↓
PR #5243, opened 2021-12-02
EVG 15901 Skip BFG creations if all subtask failures are setup-failed or stranded

Chukwurado:
[EVG-15901](https://jira.mongodb.org/browse/EVG-<number>)

### Description 
This change prevents BFGs from being created if all subtasks failures are identified as stranded or setup-failed.

### DIFF
--- a/trigger/task.go
+++ b/trigger/task.go
@@ -355,7 +355,7 @@ func (t *taskTriggers) generate(sub *event.Subscription, pastTenseOverride, test
 					return nil, errors.Wrapf(err, "error getting execution task")
 				}
 				if executionTask.Details.Status == evergreen.TaskFailed {
-					if executionTask.Details.Description == evergreen.TaskDescriptionStranded {
+					if executionTask.Details.Description == evergreen.TaskDescriptionStranded || executionTask.Details.Description == evergreen.TaskSetupFailed {
 						shouldSkipTicket = true
 					} else {
 						shouldSkipTicket = false
--- a/trigger/task.go
+++ b/trigger/task.go
@@ -345,7 +345,7 @@ func (t *taskTriggers) makeData(sub *event.Subscription, pastTenseOverride, test
 func (t *taskTriggers) generate(sub *event.Subscription, pastTenseOverride, testNames string) (*notification.Notification, error) {
 	var payload interface{}
 	if sub.Subscriber.Type == event.JIRAIssueSubscriberType {
-		// We avoid creating BFG ticket in the case that the task is stranded to reduce noise for the Build Baron
+		// We avoid creating BFG ticket in the case that the task is setup-failed or stranded to reduce noise for the Build Baron
 		// If task is display, we skip ticket creation if all execution task failures are only 'stranded'
 		shouldSkipTicket := false
 		if t.task.DisplayOnly {
--- a/trigger/task.go
+++ b/trigger/task.go
@@ -355,13 +355,10 @@ func (t *taskTriggers) generate(sub *event.Subscription, pastTenseOverride, test
 					return nil, errors.Wrapf(err, "error getting execution task")
 				}
 				if executionTask.Details.Status == evergreen.TaskFailed {
-					skipTicket := executionTask.Details.Description == evergreen.TaskDescriptionStranded ||
+					shouldSkipTicket := executionTask.Details.Description == evergreen.TaskDescriptionStranded ||
 						executionTask.Details.Type == evergreen.CommandTypeSetup ||
 						executionTask.IsSystemUnresponsive()
-					if skipTicket {
-						shouldSkipTicket = true
-					} else {
-						shouldSkipTicket = false
+					if !shouldSkipTicket {
 						break
 					}
 				}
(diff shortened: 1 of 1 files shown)


ablack12 (commented):
Leaving the review for Malik, but can you re-word the PR title to start with an imperative verb (explained more [here](https://docs.google.com/document/d/1LJHPjLb_bUZxv-l_9Y61kitzAg7u-13I5DjOhZ-deBA/edit#heading=h.fua24zxppw7l)? for example, "skip BFG creation if ...."

trigger/task.go
```diff
@@ -355,7 +355,7 @@ func (t *taskTriggers) generate(sub *event.Subscription, pastTenseOverride, test
 					return nil, errors.Wrapf(err, "error getting execution task")
 				}
 				if executionTask.Details.Status == evergreen.TaskFailed {
-					if executionTask.Details.Description == evergreen.TaskDescriptionStranded {
+					if executionTask.Details.Description == evergreen.TaskDescriptionStranded || executionTask.Details.Description == evergreen.TaskSetupFailed {
```
hadjri, line 358: We do not set setup-failed as the description of the task details, in this way it is unlike the taskDescriptionStranded property.  It is set as the task's display status, see here : https://evergreen.mongodb.com/api/rest/v2/tasks/mongodb_mongo_v5.1_enterprise_windows_powercycle_replication_smalloplog_0_enterprise_windows_b21f0146559bab88eb51d73dff6f896cf8bc5a9c_21_11_17_21_10_33?execution=1

hadjri (changes requested):

trigger/task.go
hadjri: You can check the codebase for instances where we apply evergreen.TaskSetupFailed to a task.

trigger/task.go
```diff
@@ -355,7 +355,7 @@ func (t *taskTriggers) generate(sub *event.Subscription, pastTenseOverride, test
 					return nil, errors.Wrapf(err, "error getting execution task")
 				}
 				if executionTask.Details.Status == evergreen.TaskFailed {
-					if executionTask.Details.Description == evergreen.TaskDescriptionStranded {
+					if executionTask.Details.Description == evergreen.TaskDescriptionStranded || executionTask.GetDisplayStatus() == evergreen.TaskSetupFailed {
```
ablack12, line 358: GetDisplayStatus does a lot of work which we don't actually need to do; this could instead be handled by just checking `t.Details.Type == evergreen.CommandTypeSetup` (which is the step inside GetDisplayStatus that returns task setup failed). This is how we handle this elsewhere for task triggers https://github.com/evergreen-ci/evergreen/blob/c2fc7132326fa66cf2be16bcc719fc934580cb06/trigger/task.go#L475.
We should probably also skip the ticket if IsSystemUnresponsive is true.

trigger/task.go
```diff
@@ -355,7 +355,10 @@ func (t *taskTriggers) generate(sub *event.Subscription, pastTenseOverride, test
 					return nil, errors.Wrapf(err, "error getting execution task")
 				}
 				if executionTask.Details.Status == evergreen.TaskFailed {
-					if executionTask.Details.Description == evergreen.TaskDescriptionStranded {
+					skipTicket := executionTask.Details.Description == evergreen.TaskDescriptionStranded ||
```
ablack12, line 358: can set shouldSkipTicket here (instead of creating an equivalent `skipTicket` variable) and then just break if shouldSkipTicket is false

Chukwurado: Oh yeah that is much cleaner, thanks!

trigger/task.go
```diff
@@ -355,10 +355,10 @@ func (t *taskTriggers) generate(sub *event.Subscription, pastTenseOverride, test
 					return nil, errors.Wrapf(err, "error getting execution task")
 				}
 				if executionTask.Details.Status == evergreen.TaskFailed {
-					if executionTask.Details.Description == evergreen.TaskDescriptionStranded {
-						shouldSkipTicket = true
-					} else {
-						shouldSkipTicket = false
+					shouldSkipTicket := executionTask.Details.Description == evergreen.TaskDescriptionStranded ||
```
ablack12, line 358: nit: should use = instead of := in this case; by using := you're creating a new `shouldSkipTicket` variable that only exists within the if statement, so the variable defined at 350 and checked at 369 will still be false. By using = you will instead assign the value to the variable defined at 350.

trigger/task.go
```diff
@@ -355,10 +355,10 @@ func (t *taskTriggers) generate(sub *event.Subscription, pastTenseOverride, test
...
+						executionTask.Details.Type == evergreen.CommandTypeSetup ||
+						executionTask.IsSystemUnresponsive()
```
hadjri, line 360: I don't think we need to check IsSystemUnresponsive; checking the details type should be good enough to determine if the display status was set to setup-failed.

hadjri (changes requested):

trigger/task.go
ablack12: IsSystemUnresponsive checks a different symptom; i recommended that he add it here https://github.com/evergreen-ci/evergreen/pull/5243#discussion_r762282172

ablack12 (approved):

hadjri (approved):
↑
* [ACTIVITY]
Exactly how many lines in the data above contain the word "avoid"? Respond with the number and nothing more.

* [TASK ANSWER]
2